> _Stored data_

----

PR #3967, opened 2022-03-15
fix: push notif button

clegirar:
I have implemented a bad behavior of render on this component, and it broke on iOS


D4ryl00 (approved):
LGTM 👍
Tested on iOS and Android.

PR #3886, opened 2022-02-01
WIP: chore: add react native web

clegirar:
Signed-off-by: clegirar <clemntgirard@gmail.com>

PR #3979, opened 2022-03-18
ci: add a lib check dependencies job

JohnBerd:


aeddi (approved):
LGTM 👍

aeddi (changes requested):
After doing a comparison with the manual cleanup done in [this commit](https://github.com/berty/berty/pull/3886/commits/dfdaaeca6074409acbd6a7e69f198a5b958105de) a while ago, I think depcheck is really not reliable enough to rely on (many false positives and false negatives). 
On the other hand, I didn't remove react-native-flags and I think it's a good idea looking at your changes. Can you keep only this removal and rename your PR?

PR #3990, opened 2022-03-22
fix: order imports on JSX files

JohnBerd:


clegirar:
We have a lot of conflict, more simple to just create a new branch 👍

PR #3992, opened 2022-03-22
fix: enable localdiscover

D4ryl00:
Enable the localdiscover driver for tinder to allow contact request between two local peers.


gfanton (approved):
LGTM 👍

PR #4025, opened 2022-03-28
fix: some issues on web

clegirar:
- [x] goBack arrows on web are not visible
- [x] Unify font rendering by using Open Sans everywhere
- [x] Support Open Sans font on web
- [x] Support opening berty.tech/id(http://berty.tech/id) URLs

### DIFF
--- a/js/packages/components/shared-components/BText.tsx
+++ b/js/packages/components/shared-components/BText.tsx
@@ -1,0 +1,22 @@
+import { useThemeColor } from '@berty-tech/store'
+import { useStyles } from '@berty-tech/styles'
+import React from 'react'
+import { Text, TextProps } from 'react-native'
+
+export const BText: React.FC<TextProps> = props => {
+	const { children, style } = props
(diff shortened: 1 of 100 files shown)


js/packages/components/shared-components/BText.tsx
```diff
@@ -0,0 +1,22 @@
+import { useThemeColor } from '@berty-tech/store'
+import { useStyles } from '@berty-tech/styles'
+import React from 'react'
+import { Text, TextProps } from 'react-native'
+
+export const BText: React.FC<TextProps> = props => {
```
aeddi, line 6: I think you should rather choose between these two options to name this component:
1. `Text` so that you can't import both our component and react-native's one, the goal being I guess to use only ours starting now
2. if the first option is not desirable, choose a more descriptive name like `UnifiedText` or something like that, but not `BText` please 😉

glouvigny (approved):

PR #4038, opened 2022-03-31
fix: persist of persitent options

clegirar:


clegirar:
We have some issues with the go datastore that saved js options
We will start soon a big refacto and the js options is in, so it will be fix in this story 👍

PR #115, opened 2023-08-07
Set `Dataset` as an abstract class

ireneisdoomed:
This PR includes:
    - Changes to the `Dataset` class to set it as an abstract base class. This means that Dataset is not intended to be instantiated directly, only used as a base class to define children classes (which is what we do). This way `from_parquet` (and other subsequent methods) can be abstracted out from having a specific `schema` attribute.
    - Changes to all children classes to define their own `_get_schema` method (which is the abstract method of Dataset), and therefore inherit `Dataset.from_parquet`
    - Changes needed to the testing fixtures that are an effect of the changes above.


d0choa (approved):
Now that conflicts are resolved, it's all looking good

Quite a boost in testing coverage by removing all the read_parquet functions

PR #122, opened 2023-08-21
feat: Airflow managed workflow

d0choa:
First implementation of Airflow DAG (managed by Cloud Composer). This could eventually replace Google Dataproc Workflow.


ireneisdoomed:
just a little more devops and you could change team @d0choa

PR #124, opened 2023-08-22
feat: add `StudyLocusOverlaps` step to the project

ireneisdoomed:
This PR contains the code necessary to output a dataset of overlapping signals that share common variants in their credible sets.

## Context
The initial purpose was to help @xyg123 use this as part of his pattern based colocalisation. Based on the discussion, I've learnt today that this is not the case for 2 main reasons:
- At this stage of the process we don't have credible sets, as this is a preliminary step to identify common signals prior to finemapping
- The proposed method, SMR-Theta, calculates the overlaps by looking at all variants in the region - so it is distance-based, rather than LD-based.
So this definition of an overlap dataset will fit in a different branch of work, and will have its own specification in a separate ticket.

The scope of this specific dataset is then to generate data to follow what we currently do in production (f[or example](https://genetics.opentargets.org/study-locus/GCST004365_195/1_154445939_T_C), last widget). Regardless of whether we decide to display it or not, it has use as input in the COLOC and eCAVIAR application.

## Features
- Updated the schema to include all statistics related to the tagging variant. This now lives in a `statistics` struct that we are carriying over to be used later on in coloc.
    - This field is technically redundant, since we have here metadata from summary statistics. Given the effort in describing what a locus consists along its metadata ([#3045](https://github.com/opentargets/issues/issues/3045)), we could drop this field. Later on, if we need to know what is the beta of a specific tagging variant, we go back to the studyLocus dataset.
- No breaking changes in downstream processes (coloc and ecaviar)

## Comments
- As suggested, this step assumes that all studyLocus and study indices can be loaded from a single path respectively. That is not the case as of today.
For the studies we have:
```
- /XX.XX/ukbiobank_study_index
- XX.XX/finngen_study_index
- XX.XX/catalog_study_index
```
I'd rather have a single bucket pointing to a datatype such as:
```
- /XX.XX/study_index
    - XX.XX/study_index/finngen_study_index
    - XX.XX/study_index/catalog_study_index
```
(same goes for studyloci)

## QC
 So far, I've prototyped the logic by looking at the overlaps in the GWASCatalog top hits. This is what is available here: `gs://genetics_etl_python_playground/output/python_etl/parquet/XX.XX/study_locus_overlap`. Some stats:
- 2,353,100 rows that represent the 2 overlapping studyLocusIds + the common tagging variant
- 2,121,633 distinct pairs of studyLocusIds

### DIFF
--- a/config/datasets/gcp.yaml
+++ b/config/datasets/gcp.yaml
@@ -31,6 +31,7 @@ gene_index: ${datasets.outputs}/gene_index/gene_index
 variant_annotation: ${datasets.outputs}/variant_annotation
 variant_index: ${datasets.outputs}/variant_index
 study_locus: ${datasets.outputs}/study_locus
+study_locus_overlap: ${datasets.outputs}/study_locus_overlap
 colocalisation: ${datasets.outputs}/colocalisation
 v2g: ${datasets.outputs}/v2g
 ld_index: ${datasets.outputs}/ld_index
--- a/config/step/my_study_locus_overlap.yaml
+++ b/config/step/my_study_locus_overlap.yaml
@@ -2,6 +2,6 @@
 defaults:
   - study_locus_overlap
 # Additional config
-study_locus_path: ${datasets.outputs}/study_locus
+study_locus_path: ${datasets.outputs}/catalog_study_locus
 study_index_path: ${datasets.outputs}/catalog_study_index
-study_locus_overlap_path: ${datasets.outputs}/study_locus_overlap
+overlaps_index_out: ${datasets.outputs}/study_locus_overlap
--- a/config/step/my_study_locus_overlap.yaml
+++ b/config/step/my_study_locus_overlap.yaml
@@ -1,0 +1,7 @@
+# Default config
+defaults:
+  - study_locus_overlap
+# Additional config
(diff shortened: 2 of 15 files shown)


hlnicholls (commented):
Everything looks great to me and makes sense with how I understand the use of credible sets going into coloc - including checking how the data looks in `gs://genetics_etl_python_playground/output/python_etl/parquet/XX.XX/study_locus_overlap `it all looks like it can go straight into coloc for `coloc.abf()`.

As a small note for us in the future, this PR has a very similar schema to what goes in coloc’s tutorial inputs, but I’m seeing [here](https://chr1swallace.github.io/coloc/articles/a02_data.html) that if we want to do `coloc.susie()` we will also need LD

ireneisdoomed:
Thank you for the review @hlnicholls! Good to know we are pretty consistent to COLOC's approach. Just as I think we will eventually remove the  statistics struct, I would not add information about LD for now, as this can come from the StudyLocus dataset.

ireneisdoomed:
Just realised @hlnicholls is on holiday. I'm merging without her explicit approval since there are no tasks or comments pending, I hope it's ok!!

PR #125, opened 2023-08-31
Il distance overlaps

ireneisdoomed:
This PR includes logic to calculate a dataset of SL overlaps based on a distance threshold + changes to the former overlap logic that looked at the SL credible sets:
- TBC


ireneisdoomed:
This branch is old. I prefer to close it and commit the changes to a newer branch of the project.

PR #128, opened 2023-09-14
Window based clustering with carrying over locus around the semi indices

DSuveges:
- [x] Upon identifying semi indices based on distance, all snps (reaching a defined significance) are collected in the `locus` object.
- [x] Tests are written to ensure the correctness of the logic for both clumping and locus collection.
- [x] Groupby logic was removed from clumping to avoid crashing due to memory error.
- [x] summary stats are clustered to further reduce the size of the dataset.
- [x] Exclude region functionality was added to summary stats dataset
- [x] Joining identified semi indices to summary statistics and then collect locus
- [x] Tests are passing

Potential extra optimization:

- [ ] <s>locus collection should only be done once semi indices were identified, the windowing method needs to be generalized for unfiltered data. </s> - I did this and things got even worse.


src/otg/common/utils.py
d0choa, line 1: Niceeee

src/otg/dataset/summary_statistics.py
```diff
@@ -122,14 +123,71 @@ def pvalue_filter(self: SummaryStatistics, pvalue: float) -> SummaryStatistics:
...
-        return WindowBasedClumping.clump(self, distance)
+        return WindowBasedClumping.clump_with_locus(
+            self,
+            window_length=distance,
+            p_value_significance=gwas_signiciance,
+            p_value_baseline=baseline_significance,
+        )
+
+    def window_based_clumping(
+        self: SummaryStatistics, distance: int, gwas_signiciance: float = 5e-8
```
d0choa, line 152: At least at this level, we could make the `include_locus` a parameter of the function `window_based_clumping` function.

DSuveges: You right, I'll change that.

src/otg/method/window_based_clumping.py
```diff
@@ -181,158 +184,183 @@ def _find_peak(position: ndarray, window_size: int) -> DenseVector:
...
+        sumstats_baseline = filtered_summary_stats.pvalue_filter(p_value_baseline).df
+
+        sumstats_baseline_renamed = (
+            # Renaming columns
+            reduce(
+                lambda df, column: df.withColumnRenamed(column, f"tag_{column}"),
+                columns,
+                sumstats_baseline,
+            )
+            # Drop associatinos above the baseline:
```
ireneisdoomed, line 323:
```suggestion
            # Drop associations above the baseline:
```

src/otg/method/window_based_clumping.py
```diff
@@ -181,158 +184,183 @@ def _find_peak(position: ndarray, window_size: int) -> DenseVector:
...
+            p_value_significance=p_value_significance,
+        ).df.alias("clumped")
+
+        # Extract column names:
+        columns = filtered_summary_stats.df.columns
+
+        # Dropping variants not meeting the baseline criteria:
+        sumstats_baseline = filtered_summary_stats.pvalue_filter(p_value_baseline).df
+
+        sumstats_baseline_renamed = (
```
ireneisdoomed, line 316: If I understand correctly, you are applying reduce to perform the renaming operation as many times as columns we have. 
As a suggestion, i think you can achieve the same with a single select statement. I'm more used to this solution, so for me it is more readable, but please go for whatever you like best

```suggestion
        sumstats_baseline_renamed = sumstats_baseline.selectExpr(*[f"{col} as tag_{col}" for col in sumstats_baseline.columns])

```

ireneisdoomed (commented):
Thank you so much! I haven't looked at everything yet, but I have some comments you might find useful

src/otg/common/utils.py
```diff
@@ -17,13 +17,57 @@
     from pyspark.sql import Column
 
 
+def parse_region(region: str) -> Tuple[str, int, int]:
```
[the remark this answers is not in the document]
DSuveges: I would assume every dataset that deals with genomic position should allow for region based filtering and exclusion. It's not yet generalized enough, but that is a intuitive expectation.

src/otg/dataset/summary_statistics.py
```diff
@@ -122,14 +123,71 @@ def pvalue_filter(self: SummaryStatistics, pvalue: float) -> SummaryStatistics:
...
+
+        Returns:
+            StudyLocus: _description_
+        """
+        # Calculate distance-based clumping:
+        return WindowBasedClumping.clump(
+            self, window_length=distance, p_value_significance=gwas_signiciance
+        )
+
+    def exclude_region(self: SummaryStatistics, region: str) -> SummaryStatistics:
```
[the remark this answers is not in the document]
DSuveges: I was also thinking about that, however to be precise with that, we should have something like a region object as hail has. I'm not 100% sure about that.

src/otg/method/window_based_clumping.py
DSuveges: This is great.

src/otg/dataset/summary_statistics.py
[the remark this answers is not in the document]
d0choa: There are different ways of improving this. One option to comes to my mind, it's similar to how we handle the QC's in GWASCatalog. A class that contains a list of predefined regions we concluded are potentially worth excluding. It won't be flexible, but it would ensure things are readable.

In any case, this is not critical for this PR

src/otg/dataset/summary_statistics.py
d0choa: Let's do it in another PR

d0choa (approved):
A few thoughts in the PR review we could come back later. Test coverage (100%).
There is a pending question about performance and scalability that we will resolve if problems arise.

----

> _Task requirements_
Whenever the string "contains" shows up in a line above, copy that line.

> _Response area_
This PR contains the code necessary to output a dataset of overlapping signals that share common variants in their credible sets.
d0choa: There are different ways of improving this. One option to comes to my mind, it's similar to how we handle the QC's in GWASCatalog. A class that contains a list of predefined regions we concluded are potentially worth excluding. It won't be flexible, but it would ensure things are readable.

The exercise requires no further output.